Waterboys foram resistentes românticos, São Bob Geldof não teve nada para dizer

Se Sir Bob Geldof tinha ainda algumas dúvidas quanto à sua relevância musical na actualidade, elas devem ter ficado desfeitas na noite de sexta-feira, com a (não)afluência de público ao Pavilhão Atlântico, e mesmo as poucas centenas de pessoas que aí se deslocaram iam basicamente para ver os Waterboys, os outros cabeças de cartaz, em igualdade de estatuto com São Bob. Quase exactamente um ano depois de ter organizado o Live 8, Geldof passa de estar frente a centenas de milhares de pessoas no Hyde Park de Londres com os reunidos Pink Floyd para tocar numa sala lisboeta triste na sua nudez. Musicalmente? Oscilou entre o êxito do seu grupo de new wave de finais dos anos 70/princípios dos 80, os Boomtown Rats, e os não êxitos da carreira a solo. Dos Rats - e com o baixista original Pete Briquette em palco! - tocou I don"t like mondays, o improvável número um pianístico-niilista, o pop de When the night comes, e uma incursão tão, tão anos 80 no white reggae de Banana republic. A abrir e a fechar o concerto, The great song of indifference - dedicada "de Inglaterra para [Cristiano] Ronaldo" -, em versões demonstrativas das características da carreira a solo de Geldof: folk fraquinha (com violino, sim), refrão tra-la-lável, mas sempre com um tom de voz pouco agradável, pouco maleável, e imagem física de quem não tinha nada a dizer. Mantém-se vivo devido à sua condição de santo.
Já os Waterboys, que são o projecto de sempre do escocês Mike Scott (com o seu inevitável boné preto a tapar os caracóis, parece o mesmo jovem de 1982), fizeram uma viagem planante por uma carreira que começou no indie-rock, passou pela bombástica big music e acabou no celta irlandês. Na sexta-feira, com formação a incluir órgão e violino - do seu lugar-tenente de duas décadas Steve Wickham -, percebeu-se a dificuldade de juntar inputs tão diversos sob um mesmo género de arranjos, e ao vivo numa sala conhecida pelas dificuldades acústicas. Os temas da fase irlandesa, como When ye go away, Fisherman"s blues ou o comovedor And a bang on the ear, deram-se bem. Já os mais rockeiros, como Glastonbury song ou The pan within, este com demasiados solos, perderam identidade.

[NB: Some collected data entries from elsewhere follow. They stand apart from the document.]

PR #7409, opened 2022-02-05
refactor: replace `WSCodes`, `WSEvents`, and `InviteScopes` with `discord-api-types` equivalent

almeidx:
Removed the `WSCodes`, `WSEvents`, and `InviteScopes` constants in favour of the `discord-api-types` equivalent.

- In the process of replacing the usages of `WSCodes` I noticed that the WebSocketManager file had a constant that used the `RPCErrorCodes` enum from `discord-api-types`, which I found odd. https://github.com/discordjs/discord.js/blob/d8184f94dd08daab37195f52828e06af5ed1c1e0/packages/discord.js/src/client/websocket/WebSocketManager.js#L27-L31
This was done in https://github.com/discordjs/discord.js/pull/6540, which seems to have been an oversight unless I'm missing something (let me know if this is the case!).
I replaced those with the `GatewayCloseCodes` equivalent error codes. However, previously, the array had the error code `1000`, which is [not documented](https://discord.com/developers/docs/topics/opcodes-and-status-codes#gateway-gateway-close-event-codes) (and not present in the -types enum), so I assumed its usage was a mistake and replaced it with `4000`, which is the "Unknown Error" equivalent in the gateway event close codes.


vladfrangu:
> However, previously, the array had the error code 1000, which is [not documented](https://discord.com/developers/docs/topics/opcodes-and-status-codes#gateway-gateway-close-event-codes) (and not present in the -types enum), so I assumed its usage was a mistake
It's usage was definitely not a mistake.

iCrawl:
1000 doesn't really need to be documented because its part of the WebSocket spec itself, it just so happened we used it and had it in the enum because of that.

vladfrangu:
Also, 4000 is a resumable close code, whereas 1000 isn't, so please fix that 🙏

vladfrangu (approved):

iCrawl (approved):

kyranet (approved):

PR #7410, opened 2022-02-05
fix(components): addMultiple/setMultiple accepting array and objects

thehairy:
This PR allows arrays in the following methods again:
```
SelectMenuComponent#addOptions
SelectMenuComponent#setOptions
ActionRow#addComponents
ActionRow#setComponents
Embed#addComponents
Embed#setComponents
```

### DIFF
--- a/packages/builders/src/messages/embed/UnsafeEmbed.ts
+++ b/packages/builders/src/messages/embed/UnsafeEmbed.ts
@@ -125,8 +125,8 @@ export class UnsafeEmbed implements APIEmbed {
 	 *
 	 * @param fields The fields to add
 	 */
-	public addFields(...fields: APIEmbedField[]): this {
-		this.fields.push(...Embed.normalizeFields(...fields));
+	public addFields(...fields: APIEmbedField[] | APIEmbedField[][]): this {
+		this.fields.push(...Embed.normalizeFields(...fields.flat(2)));
 		return this;
 	}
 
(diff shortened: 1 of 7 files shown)


kyranet:
You can just spread the array, `.flat()` is a very slow function.

packages/builders/src/messages/embed/UnsafeEmbed.ts
```diff
@@ -125,8 +125,8 @@ export class UnsafeEmbed implements APIEmbed {
 	 *
 	 * @param fields The fields to add
 	 */
-	public addFields(...fields: APIEmbedField[]): this {
-		this.fields.push(...Embed.normalizeFields(...fields));
+	public addFields(...fields: APIEmbedField[] | APIEmbedField[][]): this {
+		this.fields.push(...Embed.normalizeFields(...fields.flat(2)));
```
muchnameless, line 129: isn't the `flat`tening already done in [`normalizeFields`](https://github.com/thehairy/discord.js/blob/0de772769646055a72c7f44ae7a2c54fa591b18f/packages/builders/src/messages/embed/UnsafeEmbed.ts#L266)? That said, is `normalizeFields` even needed for `UnsafeEmbed`?

thebigwolfy (approved):

SpaceEEC (commented):
To add on to what kyra wrote:
I think it would be better to improve the documentation (with examples probably) to make it more obvious that explicit arrays are not supported and that you need to spread them (if you aren't just specifying it literally, then just drop the brackets).

thehairy:
> To add on to what kyra wrote: I think it would be better to improve the documentation (with examples probably) to make it more obvious that explicit arrays are not supported and that you need to spread them (if you aren't just specifying it literally, then just drop the brackets).

So we don't want to support arrays at all now?
Sounded different in internals when I brought that up.

thehairy:
Since we are going to stick with rest parameters only, I'm gonna close this.

PR #11240, opened 2025-11-02
Improve stack trace handling and error code validation

reversalxx:
Refactor stack trace capture for consistency and improve error code validation.

This pull request improves how stack traces are handled and makes error code validation safer. It does not change how the library works, only makes the internal error system more reliable and consistent across environments.

Why it should be merged:
- Works the same as before, no breaking changes
- Cleaner and safer internal code
- Better stack trace handling for debugging
Status:
- No APi or behavior changes
- Tested and stable
- Typings not affected


Jiralite:
Can we see the before & after examples then?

A boa surpresa acabou por vir de uma versão apenas em piano e voz de Don"t bang the drums, e de uma raríssima incursão no álbum A Pagan Place (82), com Red army blues, história de um jovem soldado russo na Segunda Guerra Mundial. Uma canção nova surgiu, mas mostrou que seria sempre um anacronismo: Scott nunca deixou de se colocar algures entre o pintor boémio e o combatente republicano, e tocar estas canções sentidas é um último acto de resistência, e de homenagem a um tempo romântico que acabou.